__Task to complete__. Please copy every line of the records below that holds the word "intending".
________
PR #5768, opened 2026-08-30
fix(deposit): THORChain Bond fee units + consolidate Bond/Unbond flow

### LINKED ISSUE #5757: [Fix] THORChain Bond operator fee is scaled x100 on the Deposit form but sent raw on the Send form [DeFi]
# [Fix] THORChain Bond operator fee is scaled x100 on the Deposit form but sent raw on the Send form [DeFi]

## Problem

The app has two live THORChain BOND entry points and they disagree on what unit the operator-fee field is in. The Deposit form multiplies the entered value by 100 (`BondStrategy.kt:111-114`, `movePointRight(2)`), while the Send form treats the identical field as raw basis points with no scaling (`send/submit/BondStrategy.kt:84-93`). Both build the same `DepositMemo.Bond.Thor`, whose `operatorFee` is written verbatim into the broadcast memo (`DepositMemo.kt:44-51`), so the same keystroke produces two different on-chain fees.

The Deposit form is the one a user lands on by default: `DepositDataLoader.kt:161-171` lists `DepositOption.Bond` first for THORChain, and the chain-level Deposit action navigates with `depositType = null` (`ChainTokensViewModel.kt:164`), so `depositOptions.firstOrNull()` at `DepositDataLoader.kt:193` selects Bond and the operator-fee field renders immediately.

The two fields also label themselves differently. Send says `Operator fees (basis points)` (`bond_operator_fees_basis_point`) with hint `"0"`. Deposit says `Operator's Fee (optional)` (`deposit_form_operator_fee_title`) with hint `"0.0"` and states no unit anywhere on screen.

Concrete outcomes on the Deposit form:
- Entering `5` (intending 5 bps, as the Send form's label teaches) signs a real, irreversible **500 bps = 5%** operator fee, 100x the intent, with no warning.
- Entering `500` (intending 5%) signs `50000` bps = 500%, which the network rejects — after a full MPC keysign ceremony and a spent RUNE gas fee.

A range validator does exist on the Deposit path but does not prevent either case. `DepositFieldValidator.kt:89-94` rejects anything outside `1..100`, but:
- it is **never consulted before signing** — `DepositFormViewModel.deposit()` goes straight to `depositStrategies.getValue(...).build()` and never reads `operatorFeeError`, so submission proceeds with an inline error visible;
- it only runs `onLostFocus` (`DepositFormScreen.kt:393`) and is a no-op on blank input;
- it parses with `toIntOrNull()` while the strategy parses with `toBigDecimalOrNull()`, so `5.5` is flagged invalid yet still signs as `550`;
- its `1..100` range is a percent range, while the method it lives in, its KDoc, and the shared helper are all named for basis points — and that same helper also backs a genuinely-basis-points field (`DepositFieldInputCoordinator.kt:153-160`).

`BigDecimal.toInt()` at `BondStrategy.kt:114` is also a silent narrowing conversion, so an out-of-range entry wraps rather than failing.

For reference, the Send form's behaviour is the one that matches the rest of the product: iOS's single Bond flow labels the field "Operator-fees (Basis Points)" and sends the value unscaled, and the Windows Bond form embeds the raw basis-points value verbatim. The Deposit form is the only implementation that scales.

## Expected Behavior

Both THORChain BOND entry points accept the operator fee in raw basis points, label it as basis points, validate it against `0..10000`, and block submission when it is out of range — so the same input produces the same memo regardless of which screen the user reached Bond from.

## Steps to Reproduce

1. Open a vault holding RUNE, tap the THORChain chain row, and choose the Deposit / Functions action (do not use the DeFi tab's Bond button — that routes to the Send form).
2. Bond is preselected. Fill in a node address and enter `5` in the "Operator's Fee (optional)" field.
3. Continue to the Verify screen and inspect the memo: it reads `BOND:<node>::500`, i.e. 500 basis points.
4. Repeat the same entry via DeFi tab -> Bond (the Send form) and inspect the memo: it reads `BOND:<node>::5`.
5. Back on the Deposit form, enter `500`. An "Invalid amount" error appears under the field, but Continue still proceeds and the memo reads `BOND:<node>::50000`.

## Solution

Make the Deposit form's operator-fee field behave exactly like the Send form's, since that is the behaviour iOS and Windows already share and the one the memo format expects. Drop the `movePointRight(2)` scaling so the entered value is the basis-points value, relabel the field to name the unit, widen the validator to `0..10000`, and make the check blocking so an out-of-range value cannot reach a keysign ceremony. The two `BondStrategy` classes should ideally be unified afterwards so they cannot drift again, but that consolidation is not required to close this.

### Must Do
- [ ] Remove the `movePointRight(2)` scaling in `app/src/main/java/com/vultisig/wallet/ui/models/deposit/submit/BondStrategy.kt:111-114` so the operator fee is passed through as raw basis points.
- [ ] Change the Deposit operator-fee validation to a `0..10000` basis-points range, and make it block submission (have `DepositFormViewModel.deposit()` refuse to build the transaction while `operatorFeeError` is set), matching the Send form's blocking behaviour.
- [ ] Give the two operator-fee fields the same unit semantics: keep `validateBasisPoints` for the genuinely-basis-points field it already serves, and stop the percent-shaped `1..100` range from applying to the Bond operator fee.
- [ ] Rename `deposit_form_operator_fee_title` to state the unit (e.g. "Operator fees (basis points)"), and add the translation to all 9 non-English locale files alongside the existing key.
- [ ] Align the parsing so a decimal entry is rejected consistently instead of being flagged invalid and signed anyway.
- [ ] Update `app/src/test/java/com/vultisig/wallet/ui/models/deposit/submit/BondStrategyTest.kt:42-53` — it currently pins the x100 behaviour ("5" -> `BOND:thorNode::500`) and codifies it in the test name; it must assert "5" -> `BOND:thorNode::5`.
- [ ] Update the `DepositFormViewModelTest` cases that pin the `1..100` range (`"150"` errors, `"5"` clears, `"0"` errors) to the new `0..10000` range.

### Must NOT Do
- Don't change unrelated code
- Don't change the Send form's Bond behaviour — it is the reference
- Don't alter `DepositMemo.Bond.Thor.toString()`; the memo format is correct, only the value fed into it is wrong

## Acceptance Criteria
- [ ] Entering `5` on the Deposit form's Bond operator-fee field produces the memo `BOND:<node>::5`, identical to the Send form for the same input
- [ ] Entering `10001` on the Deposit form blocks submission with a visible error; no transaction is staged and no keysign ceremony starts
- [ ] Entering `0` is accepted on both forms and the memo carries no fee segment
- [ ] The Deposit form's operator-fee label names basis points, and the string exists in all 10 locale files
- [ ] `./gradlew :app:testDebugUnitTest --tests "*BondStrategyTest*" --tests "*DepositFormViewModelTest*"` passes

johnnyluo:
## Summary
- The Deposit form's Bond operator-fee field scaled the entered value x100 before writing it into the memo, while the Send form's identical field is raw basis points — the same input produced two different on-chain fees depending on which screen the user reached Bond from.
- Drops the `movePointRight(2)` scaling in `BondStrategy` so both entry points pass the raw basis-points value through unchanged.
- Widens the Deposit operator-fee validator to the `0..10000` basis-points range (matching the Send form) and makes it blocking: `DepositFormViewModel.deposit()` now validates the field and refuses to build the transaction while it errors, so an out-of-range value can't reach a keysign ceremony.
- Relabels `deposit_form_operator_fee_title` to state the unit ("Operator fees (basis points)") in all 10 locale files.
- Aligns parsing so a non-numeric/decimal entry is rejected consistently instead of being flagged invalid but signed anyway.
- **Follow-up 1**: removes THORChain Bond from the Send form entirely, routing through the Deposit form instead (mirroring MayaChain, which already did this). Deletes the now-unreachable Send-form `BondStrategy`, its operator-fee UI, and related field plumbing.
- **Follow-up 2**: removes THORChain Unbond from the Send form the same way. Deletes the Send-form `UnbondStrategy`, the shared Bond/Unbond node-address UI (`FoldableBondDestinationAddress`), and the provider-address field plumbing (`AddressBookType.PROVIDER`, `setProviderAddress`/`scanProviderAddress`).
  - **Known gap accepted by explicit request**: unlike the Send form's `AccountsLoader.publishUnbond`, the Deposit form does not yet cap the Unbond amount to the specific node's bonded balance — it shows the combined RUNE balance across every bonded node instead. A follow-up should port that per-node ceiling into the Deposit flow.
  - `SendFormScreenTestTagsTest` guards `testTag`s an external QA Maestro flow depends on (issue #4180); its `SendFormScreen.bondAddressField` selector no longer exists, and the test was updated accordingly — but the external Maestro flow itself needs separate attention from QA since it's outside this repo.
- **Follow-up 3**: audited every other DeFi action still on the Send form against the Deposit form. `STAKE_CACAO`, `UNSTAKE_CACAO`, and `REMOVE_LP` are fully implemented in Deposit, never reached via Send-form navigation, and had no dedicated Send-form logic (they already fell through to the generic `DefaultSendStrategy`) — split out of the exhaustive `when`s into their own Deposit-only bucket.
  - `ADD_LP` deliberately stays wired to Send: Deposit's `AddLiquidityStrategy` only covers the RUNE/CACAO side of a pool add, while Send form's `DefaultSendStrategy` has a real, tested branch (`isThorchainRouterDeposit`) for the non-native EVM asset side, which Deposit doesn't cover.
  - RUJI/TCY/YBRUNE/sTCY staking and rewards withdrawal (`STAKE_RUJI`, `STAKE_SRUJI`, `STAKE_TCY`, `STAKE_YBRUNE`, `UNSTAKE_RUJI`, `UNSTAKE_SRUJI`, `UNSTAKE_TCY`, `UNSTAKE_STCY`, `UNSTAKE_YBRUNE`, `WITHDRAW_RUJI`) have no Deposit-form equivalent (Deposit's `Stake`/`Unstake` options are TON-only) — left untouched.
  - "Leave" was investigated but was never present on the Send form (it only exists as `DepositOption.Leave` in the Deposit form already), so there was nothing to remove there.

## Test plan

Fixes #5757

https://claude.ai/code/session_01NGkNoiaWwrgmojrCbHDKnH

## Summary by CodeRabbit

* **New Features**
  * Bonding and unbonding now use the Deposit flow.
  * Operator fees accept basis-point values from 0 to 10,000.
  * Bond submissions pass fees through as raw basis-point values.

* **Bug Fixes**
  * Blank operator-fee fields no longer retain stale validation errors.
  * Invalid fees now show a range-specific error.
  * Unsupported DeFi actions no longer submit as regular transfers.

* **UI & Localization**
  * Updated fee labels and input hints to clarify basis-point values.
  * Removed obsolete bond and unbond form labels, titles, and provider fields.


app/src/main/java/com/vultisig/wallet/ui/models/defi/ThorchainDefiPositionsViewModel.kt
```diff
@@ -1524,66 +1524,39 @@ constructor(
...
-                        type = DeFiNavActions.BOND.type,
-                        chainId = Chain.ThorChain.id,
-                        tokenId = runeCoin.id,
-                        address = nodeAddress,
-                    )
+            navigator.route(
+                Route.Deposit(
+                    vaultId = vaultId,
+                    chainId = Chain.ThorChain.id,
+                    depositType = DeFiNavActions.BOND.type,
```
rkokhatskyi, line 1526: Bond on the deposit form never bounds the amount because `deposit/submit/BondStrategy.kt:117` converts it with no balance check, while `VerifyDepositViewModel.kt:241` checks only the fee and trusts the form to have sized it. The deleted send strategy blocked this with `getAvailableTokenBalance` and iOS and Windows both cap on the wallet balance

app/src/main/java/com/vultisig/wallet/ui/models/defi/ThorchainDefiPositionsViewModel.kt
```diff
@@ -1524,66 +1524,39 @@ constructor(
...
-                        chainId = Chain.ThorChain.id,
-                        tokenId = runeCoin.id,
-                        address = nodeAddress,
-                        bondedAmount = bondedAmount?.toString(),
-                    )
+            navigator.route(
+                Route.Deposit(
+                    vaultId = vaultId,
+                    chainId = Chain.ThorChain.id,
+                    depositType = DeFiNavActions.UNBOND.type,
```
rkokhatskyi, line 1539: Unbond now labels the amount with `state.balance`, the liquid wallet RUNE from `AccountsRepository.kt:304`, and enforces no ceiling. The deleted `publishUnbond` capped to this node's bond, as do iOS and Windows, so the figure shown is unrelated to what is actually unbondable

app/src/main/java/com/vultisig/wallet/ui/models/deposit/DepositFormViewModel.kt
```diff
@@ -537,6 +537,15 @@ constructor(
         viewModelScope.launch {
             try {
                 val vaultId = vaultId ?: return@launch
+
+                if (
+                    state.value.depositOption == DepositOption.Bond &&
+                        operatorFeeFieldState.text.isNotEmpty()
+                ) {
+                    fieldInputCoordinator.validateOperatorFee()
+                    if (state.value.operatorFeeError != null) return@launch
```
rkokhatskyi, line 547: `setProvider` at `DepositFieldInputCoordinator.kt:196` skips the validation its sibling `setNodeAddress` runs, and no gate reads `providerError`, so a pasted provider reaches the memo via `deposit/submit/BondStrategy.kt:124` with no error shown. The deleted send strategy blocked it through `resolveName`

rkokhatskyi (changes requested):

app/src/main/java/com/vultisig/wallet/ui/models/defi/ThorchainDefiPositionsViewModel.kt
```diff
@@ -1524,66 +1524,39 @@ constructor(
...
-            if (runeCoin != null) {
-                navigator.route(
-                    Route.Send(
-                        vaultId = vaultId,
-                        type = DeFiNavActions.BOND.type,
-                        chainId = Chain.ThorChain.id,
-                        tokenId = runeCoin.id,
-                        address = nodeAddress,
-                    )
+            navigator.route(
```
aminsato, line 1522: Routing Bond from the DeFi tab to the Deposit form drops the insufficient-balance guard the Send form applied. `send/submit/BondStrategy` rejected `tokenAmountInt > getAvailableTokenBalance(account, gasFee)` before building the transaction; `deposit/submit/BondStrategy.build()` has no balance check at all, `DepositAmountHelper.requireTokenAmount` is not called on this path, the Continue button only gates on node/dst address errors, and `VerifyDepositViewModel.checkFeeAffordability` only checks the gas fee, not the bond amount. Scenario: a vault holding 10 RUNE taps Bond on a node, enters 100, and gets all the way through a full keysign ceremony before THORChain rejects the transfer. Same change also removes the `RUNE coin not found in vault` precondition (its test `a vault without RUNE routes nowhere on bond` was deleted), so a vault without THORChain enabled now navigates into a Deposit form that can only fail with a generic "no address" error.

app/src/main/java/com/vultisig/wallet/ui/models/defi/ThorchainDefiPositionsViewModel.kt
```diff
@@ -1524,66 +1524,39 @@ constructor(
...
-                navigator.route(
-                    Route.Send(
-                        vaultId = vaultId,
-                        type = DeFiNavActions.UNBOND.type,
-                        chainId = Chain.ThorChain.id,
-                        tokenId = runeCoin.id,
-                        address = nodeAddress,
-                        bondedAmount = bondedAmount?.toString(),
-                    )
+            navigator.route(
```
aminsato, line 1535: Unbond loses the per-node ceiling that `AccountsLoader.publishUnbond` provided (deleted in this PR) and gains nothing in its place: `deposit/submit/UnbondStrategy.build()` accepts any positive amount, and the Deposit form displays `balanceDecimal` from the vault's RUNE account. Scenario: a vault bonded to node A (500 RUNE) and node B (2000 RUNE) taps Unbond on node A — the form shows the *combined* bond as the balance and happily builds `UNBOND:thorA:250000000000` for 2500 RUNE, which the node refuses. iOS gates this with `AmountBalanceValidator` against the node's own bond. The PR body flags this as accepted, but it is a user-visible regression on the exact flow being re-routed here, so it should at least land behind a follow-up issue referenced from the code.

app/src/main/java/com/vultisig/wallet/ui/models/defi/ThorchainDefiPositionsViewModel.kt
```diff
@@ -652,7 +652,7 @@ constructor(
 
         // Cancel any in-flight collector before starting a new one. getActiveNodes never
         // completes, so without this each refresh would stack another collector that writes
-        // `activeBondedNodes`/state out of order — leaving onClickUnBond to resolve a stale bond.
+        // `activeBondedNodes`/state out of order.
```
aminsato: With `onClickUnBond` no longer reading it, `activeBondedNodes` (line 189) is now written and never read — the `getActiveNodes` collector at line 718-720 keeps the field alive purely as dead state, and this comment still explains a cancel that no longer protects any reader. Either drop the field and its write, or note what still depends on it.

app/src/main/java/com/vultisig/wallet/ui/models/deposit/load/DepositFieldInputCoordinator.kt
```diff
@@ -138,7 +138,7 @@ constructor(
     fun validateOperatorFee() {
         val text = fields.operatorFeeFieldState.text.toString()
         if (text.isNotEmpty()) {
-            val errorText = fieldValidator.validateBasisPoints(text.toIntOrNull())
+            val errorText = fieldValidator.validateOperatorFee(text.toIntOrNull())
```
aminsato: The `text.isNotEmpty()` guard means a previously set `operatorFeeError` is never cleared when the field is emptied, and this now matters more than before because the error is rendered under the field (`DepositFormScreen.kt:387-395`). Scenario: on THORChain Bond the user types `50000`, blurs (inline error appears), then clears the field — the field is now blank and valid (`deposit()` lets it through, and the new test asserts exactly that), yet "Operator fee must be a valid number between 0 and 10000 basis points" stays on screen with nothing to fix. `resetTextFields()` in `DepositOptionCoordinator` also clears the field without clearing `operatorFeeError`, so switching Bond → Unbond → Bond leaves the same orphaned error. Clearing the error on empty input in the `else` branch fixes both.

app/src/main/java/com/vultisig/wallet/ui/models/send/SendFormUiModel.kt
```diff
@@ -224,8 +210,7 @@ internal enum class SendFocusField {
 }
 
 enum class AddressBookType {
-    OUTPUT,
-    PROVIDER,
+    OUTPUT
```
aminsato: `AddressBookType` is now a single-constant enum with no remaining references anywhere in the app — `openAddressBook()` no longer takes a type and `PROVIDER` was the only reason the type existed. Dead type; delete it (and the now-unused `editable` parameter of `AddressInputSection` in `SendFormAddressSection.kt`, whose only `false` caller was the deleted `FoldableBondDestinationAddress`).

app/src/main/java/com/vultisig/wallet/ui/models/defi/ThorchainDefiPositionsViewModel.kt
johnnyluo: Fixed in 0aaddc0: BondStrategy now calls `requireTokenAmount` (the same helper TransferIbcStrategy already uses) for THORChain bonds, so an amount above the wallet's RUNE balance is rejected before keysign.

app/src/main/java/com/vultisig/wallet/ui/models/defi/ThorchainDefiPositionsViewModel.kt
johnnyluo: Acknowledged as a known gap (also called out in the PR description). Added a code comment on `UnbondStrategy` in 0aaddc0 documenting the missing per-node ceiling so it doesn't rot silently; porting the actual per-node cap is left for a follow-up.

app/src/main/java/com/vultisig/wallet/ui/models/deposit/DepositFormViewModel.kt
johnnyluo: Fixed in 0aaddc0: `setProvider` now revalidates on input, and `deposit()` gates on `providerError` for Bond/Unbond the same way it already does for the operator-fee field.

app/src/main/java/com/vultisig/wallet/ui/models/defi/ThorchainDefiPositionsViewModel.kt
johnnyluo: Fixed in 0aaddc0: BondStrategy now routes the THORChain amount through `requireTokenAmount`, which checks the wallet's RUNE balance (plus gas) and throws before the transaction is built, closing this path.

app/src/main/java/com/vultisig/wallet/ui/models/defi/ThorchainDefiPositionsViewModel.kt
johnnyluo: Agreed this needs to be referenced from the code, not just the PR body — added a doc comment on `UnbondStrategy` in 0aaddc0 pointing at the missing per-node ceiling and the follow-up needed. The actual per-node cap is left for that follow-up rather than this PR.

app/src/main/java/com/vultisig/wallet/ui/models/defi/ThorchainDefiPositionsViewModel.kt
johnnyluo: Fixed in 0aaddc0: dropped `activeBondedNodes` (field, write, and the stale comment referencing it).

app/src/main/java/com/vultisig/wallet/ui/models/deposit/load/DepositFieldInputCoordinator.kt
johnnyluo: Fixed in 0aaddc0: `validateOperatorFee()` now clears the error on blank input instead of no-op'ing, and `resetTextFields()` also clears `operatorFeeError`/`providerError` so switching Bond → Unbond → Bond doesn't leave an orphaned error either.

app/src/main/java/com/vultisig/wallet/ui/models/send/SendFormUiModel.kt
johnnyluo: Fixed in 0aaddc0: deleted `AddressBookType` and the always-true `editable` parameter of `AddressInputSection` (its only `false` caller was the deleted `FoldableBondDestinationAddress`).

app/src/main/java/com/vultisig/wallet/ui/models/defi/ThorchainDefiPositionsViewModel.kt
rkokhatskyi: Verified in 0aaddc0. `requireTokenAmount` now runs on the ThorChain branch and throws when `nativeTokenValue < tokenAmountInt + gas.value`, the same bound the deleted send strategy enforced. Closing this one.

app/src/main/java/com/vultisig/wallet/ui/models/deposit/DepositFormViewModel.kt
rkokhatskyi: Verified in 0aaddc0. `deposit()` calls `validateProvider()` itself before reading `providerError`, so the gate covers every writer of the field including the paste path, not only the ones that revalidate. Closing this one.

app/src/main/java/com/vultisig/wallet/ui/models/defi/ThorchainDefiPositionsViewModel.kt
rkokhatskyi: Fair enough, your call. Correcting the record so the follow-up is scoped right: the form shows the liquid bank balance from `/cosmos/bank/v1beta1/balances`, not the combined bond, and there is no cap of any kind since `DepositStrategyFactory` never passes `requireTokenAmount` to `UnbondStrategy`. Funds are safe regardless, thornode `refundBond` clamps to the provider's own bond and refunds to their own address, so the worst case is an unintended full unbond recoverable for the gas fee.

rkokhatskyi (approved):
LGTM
________
__Problem solution__.
- Entering `5` (intending 5 bps, as the Send form's label teaches) signs a real, irreversible **500 bps = 5%** operator fee, 100x the intent, with no warning.
- Entering `500` (intending 5%) signs `50000` bps = 500%, which the network rejects — after a full MPC keysign ceremony and a spent RUNE gas fee.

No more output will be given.